Around this time Remo married Frenchwoman Michele Delahaye, with whom he has two sons, Noah and Jonah. He has an ancestral home in the village of Siolim, in Bardez taluka of Goa, where they all lived. Remo and Michele later separated.

The next album he released in 1992 with Magnasound was titled Politicians Don't Know to Rock'n'Roll. Released in the backdrop of communal violence spreading in India, events such as the assassination of Rajiv Gandhi and the destruction of the Babri Masjid mosque in Ayodhya, the album expressed the political tension of the time. It included songs such as "Don't kick up the Rao", about the then Prime Minister P. V. Narasimha Rao, along with a song for India, "How does it feel?" and a song about safe sex titled "Everybody wants to".

1995–2000: Playback singing, advertisements and collaborations
In 1995, Remo finally moved into Hindi pop and film music to become a playback singer, by teaming up with the director Mani Ratnam and composer A. R. Rahman. He sang the song "Humma Humma" in the Hindi dubbed of Tamil film Bombay. The song went on to earn Remo a Double Platinum. "Huiya Ho" was the next hit he composed for the film Khamoshi: The Musical which was released in 1996.

In 1995, during the Channel V Music Awards, Remo, on a bass guitar, and Queen's Roger Taylor on drums, played with Led Zeppelin band members, Jimmy Page and Robert Plant.

When Pepsi entered Indian markets in the 1990s as Leher Pepsi, they signed Remo for an endorsement deal and got him to star in their first two launch ad films. He also advertised for Raymonds.

In February 2005, Remo collaborated with Jethro Tull along with renowned Indian percussionist Sivamani for a concert held in Dubai. They performed tracks such as "Mother Goose", "Locomotive Breath", and Remo's now very famous Flute Kick also informally called "the flute song". Jethro Tull also backed Remo as he sang his own "Bombay City" and "Maria Pita Che".

Remo has long participated in and promoted a local festival called the Siolim Zagor.

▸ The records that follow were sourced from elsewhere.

PR #5972, opened 2022-08-31
[DateTimePicker] Extract `tabs` component from `toolbar`

### LINKED ISSUE #5841: [StaticDateTimePicker] Show DateTimeToolbar when showToolbar is true and wrapperVariant is 'desktop'
https://github.com/mui/mui-x/blob/b5111dd5bc8677b1e0135f14c91124586106b0ec/packages/x-date-pickers/src/internals/components/CalendarOrClockPicker/CalendarOrClockPicker.tsx#L114

Due to the line of code linked above, it doesn't seem possible to get a `StaticDateTimePicker` to show it's toolbar when `displayStaticWrapperAs="desktop"`. I'd like to do exactly that, but I can't see a way to do that via the props API.

This feels like an oversight since `showToolbar` works as expected on `StaticDatePicker` and `StaticTimePicker` while in desktop mode. Since there is a `DateTimePicker` `toolbarComponent` that's set on the prop interface of `StaticDateTimePicker` [here](https://github.com/mui/mui-x/blob/master/packages/x-date-pickers/src/StaticDateTimePicker/StaticDateTimePicker.tsx#L77) I'm not sure why it's only allowed when the `wrapperVariant !== 'desktop'`.

Could that additional condition be removed or modified in some way to allow showing the toolbar regardless of `wrapperVariant`?

### LINKED ISSUE #5959: [MobileDateTimePicker] showToolbar prop not working correctly
### Duplicates

### Latest version

### Current behavior 😯

I'm trying to hide only Toolbar with `showToolbar={false}` but this prop hides also tabs even if I add `hideTabs={false}`

### Expected behavior 🤔

`showToolbar={false}` hides only Toolbar

### Steps to reproduce 🕹

Link to live example:

Steps:
1.
2.
3.
4.

### Context 🔦

_No response_

### Your environment 🌎

<details>

```
```
</details>

### Order ID 💳 (optional)

_No response_

LukasTy:
Fixes #5959
Fixes #5841  

DateTimePicker tabs component is currently inside of `toolbar` and its control is dependant of toolbar visibility.

Extracting tabs out of `Toolbar` and putting it in `CalendarOrClockPicker` enables more correct control of visibility using `showToolbar` and `hideTabs` props.

Add `DateTimePicker` case in `releaseChangelog` script.

Refactor `TabsComponent` customisation to be done via component (`tabs`) slots.

[Documentation/customisation example](https://deploy-preview-5972--material-ui-x.netlify.app/x/react-date-pickers/custom-components/#tabs)


packages/x-date-pickers/src/DateTimePicker/DateTimePickerToolbar.tsx
```diff
@@ -198,14 +190,6 @@ export const DateTimePickerToolbar = <TDate extends unknown>(
...
       )}
-      {showTabs && (
-        <DateTimePickerTabs
-          dateRangeIcon={dateRangeIcon}
-          timeIcon={timeIcon}
-          view={openView}
-          onChange={setOpenView}
-        />
-      )}
     </React.Fragment>
```
alexfauquette, line 193: Seems that `React.Fragment` is not used anymore.

What about removing this `wrapperVariant !== 'desktop'` on top and use it as a default value for `showToolbar`

alexfauquette: Related to #5841

packages/x-date-pickers/src/DateTimePicker/shared.ts
```diff
@@ -59,6 +61,11 @@ export interface BaseDateTimePickerProps<TInputDate, TDate>
    * @default DateTimePickerToolbar
    */
   ToolbarComponent?: React.JSXElementConstructor<BaseToolbarProps<TDate, TDate | null>>;
+  /**
+   * Component that will replace default tabs renderer.
+   * @default DateTimePickerTabs
+   */
+  TabsComponent?: React.JSXElementConstructor<DateTimePickerTabsProps>;
   /**
```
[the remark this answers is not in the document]
LukasTy: I've left it the same as is for the `ToolbarComponent` at the moment as they are/were closely related.
What does @flaviendelangle think about it?
Should we move these (ToolbarComponent & TabsComponent) props to `components` while we are at it?
IMHO, we should leave this part for breaking changes in `v6` 🤔

packages/x-date-pickers/src/DateTimePicker/DateTimePickerToolbar.tsx
LukasTy: Thanks for pointing this out. 🙇 
By the way, we already default to your mentioned condition via 
```js
const toShowToolbar = showToolbar ?? wrapperVariant !== 'desktop'
```
So, removing this hard-coded logic in Toolbar will easily solve 5841 🎉 👍

alexfauquette: 😂
- issue solved: 1
- line of code added: -1

packages/x-date-pickers/src/DateTimePicker/shared.ts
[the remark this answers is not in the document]
flaviendelangle: I also think `ToolbarComponent` should become a component slot in v6 
But it would not bother me to put the tabs in the slots right away
I would be in favor to avoid future migrations whenever we can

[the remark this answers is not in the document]
LukasTy: I've created `PickerTabs` component slot instead. 😉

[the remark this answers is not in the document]
flaviendelangle: Do you think we could skip the `picker` prefix ?
We are inside a picker component to I guess it's obvious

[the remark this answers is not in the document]
LukasTy: Fair point. 🤔 
Looking at `ActionBar`.
It simply seemed strange to have so short and generic name. 😆 
Initially I tried `TabsComponent`, but `Component` part seemed unnecessary when it's already part of `components` slots.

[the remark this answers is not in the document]
flaviendelangle: I guess `Tabs` is enough :laughing:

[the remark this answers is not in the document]
LukasTy: Done 🙈

docs/data/date-pickers/custom-components/Tabs.tsx
```diff
@@ -0,0 +1,43 @@
+import * as React from 'react';
+import dayjs, { Dayjs } from 'dayjs';
+import { LocalizationProvider } from '@mui/x-date-pickers/LocalizationProvider';
+import { AdapterDayjs } from '@mui/x-date-pickers/AdapterDayjs';
+import { TextField, Box } from '@mui/material';
+import { DateTimePicker } from '@mui/x-date-pickers/DateTimePicker';
+import {
+  DateTimePickerTabs,
+  DateTimePickerTabsProps,
+} from '@mui/x-date-pickers/DateTimePicker/DateTimePickerTabs';
```
flaviendelangle, line 10:
```suggestion
} from '@mui/x-date-pickers/DateTimePicker';
```
An import of this depth will not work with some building process because we don't provide a `package.json` in the folder.
If we are using this component in a demo, we should export it from `@mui/x-date-pickers/DateTimePicker` and `@mui/x-date-pickers`

docs/data/date-pickers/custom-components/custom-components.md
```diff
@@ -90,3 +90,33 @@ You can provide any custom component to this slot as long as it passes `children
 In the examples below we provide ways of implementing date range shortcuts using this slot.
 
 {{"demo": "PaperContentComponent.js", "defaultCodeOpen": false, "disableAd": true}}
+
+## Tabs
+
+The tabs are available on all date time picker components.
+By default, it is `hidden` on desktop, and `visible` on mobile.
+This behavior can be overridden by setting `hideTabs` prop.
```
flaviendelangle, line 98: Maybe for v6: Should we drop the `hideTabs` prop in favor of a `hide` prop to the `Tabs` slot that makes the component return null ?

LukasTy: That could be quite a logical change. 🤔 
Decoupling the props from higher level/order components and changing them directly on the components in question. 👍

docs/data/date-pickers/custom-components/Tabs.tsx
LukasTy: Done. Re-exported `DateTimePickerTabs` in `DateTimePicker/index`

docs/data/date-pickers/custom-components/Tabs.tsx
```diff
@@ -0,0 +1,43 @@
+import * as React from 'react';
+import dayjs, { Dayjs } from 'dayjs';
+import { LocalizationProvider } from '@mui/x-date-pickers/LocalizationProvider';
+import { AdapterDayjs } from '@mui/x-date-pickers/AdapterDayjs';
+import { TextField, Box } from '@mui/material';
```
flaviendelangle, line 5:
```suggestion
import TextField from '@mui/materia/TextField';
import Box from '@mui/materia/Box';
```

We avoid root import from `@mui/material` 
We have some for utilities that are only exported from the root and it's not great because it bundles the whole package on dev (which is quite heavy).
But I think it's worth doing the deep imports on the doc whenever possible to give good habits to our users.

packages/x-date-pickers/src/internals/components/CalendarOrClockPicker/CalendarOrClockPicker.tsx
```diff
@@ -158,6 +173,15 @@ export function CalendarOrClockPicker<TDate, View extends CalendarOrClockPickerV
           toggleMobileKeyboardView={toggleMobileKeyboardView}
         />
       )}
+      {showTabs && (
```
flaviendelangle, line 176: We can avoid creating an empty component above by adding a check here

```suggestion
      {showTabs && !!TabsComponent && (
```

flaviendelangle (approved):
Two small suggestions but other than that it is great !

flaviendelangle (approved):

2001–2009: Microwave Papadums accident, its impact, reunion concert and subsequent projects
In 2001, three Microwave Papadums band members, Dharamedra Hirve, Selwyn Pereira and Victor Alvares, along with Remo's personal assistant Sunil Redkar, were killed in a road accident in Kanpur after a concert there. Remo was devastated and stayed away from music and performances for a year.

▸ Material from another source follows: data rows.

PR #6003, opened 2022-09-02
[DataGrid] Remove `GridEvents` enum

### LINKED ISSUE #4684: [data grid] Remove `GridEvents` enum

flaviendelangle:
Closes #4684


DanailH:
I've no objections to this change. If we are doing this then it probably makes sense to also remove, as part of a separate PR (I can take care of it), the `GridFeatureModeConstant` and just keep the type.

Also, we can point this to `next` on Friday and merge it.

flaviendelangle:
@DanailH if you can approve this one

DanailH (approved):

PR #6016, opened 2022-09-02
[DataGrid] Remove legacy editing API

m4theushw:


DanailH (approved):

DanailH:
@m4theushw I guess this solves that issue https://github.com/mui/mui-x/issues/5606

The question is does it also save the rest that is listed under the "Editing" section here https://github.com/mui/mui-x/issues/3287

In 2002, Remo released two albums, Symphonic Chants and India Beyond. Tracks from India Beyond were signed to and released by Buddha Bar, Paris, France, and Opium Garden, Miami, USA. In India these albums went unnoticed.

In 2003, on his 50th birthday, Remo held a reunion concert in Goa with many of his former bands; The Beat 4, Indiana, and The Savages, besides friends like The Valadares Sisters and Lucio Miranda. It was a 4-hour concert attended by 25,000 people.

In 2007, Remo released the album Muchacha Latina. For the title song he scripted, directed and edited the music video himself.

In January the same year, he was conferred the Padma Shri by the Indian government. He refused an award conferred by the Goa government's Department of Art and Culture later that year. He was then awarded the Karamveer Puraskar by a group of Delhi-based NGOs later that year for the social messages and the impact of his works.

2010–2014: Music close to his heart and political career
From then on, Remo made songs which were closest to his heart right from the start: socio-political comments and critiques, exposing corruption, communalism and other evils in India, and motivating people against them. He distributed these songs on the Internet for free, together with their music videos. Once again, they were scripted, directed and edited by him. The most memorable of these are "India, I Cry" (2009), "India Against Corruption" (in support of the 2011 Anna Hazare movement of the same name), and "Vote: Tit for Tat".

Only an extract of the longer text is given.